Please retype all the records below exactly as they read.

-- Opening Marker --

Issue #185, opened 2020-10-23
Chained assignments


Aralox:
```
a = b = sin(x) + 3*sideEffect()
```
decompiles to
```
a = sin(x) + 3*sideEffect()
b = sin(x) + 3*sideEffect()
```

I've got a fix ready for this, will PR after #184 is done.

PR #186, opened 2020-10-23
Support chained assignment statements, e.g. `a = b = c`

Aralox:
We know when we have begun a chained assignment when we process a DUP_TOP with non-null on the stack. Push a NODE_CHAINSTORE onto the stack when this happens, and keep it 'floating' on top of the stack for all STORE_X operations until the stack is empty.
To support versions of Python <= 2.5 which use DUP_TOP in more places, I modified ROT_TWO, ROT_THREE and ROT_FOUR to get rid of NODE_CHAINSTORE on the stack if it is present.
Issue #185 

[Opened this a little early on top of the other branch]


ASTree.cpp
```diff
@@ -679,7 +684,22 @@ PycRef<ASTNode> BuildFromCode(PycRef<PycCode> code, PycModule* mod)
             }
             break;
         case Pyc::DUP_TOP:
-            stack.push(stack.top());
+            {
+                if (stack.top().type() != PycObject::TYPE_NULL) {
```
zrax, line 688: This should be `ASTNode::NODE_INVALID`.

Also, this could be flattened to not require nested `if`s

ASTree.cpp
```diff
@@ -2243,10 +2309,27 @@ PycRef<ASTNode> BuildFromCode(PycRef<PycCode> code, PycModule* mod)
...
+                        curblock.cast<ASTIterBlock>()->setIndex(tup);
+                    } else if (stack.top().type() == ASTNode::NODE_CHAINSTORE) {
+                        auto chainStore = stack.top();
+                        stack.pop();
+                        append_to_chain_store(chainStore, tup, stack, curblock);
+                    } else {
+                        curblock->append(new ASTStore(stack.top(), tup));
+                        stack.pop();
+                    }
+                }
```
zrax, line 2332: Please rebase to remove the parts of #184 in this PR.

-- Closing Marker --

* _TASK ANSWER_:
Issue #185, opened 2020-10-23
Chained assignments


Aralox:
```
a = b = sin(x) + 3*sideEffect()
```
decompiles to
```
a = sin(x) + 3*sideEffect()
b = sin(x) + 3*sideEffect()
```

I've got a fix ready for this, will PR after #184 is done.

PR #186, opened 2020-10-23
Support chained assignment statements, e.g. `a = b = c`

Aralox:
We know when we have begun a chained assignment when we process a DUP_TOP with non-null on the stack. Push a NODE_CHAINSTORE onto the stack when this happens, and keep it 'floating' on top of the stack for all STORE_X operations until the stack is empty.
To support versions of Python <= 2.5 which use DUP_TOP in more places, I modified ROT_TWO, ROT_THREE and ROT_FOUR to get rid of NODE_CHAINSTORE on the stack if it is present.
Issue #185 

[Opened this a little early on top of the other branch]


ASTree.cpp
```diff
@@ -679,7 +684,22 @@ PycRef<ASTNode> BuildFromCode(PycRef<PycCode> code, PycModule* mod)
             }
             break;
         case Pyc::DUP_TOP:
-            stack.push(stack.top());
+            {
+                if (stack.top().type() != PycObject::TYPE_NULL) {
```
zrax, line 688: This should be `ASTNode::NODE_INVALID`.

Also, this could be flattened to not require nested `if`s

ASTree.cpp
```diff
@@ -2243,10 +2309,27 @@ PycRef<ASTNode> BuildFromCode(PycRef<PycCode> code, PycModule* mod)
...
+                        curblock.cast<ASTIterBlock>()->setIndex(tup);
+                    } else if (stack.top().type() == ASTNode::NODE_CHAINSTORE) {
+                        auto chainStore = stack.top();
+                        stack.pop();
+                        append_to_chain_store(chainStore, tup, stack, curblock);
+                    } else {
+                        curblock->append(new ASTStore(stack.top(), tup));
+                        stack.pop();
+                    }
+                }
```
zrax, line 2332: Please rebase to remove the parts of #184 in this PR.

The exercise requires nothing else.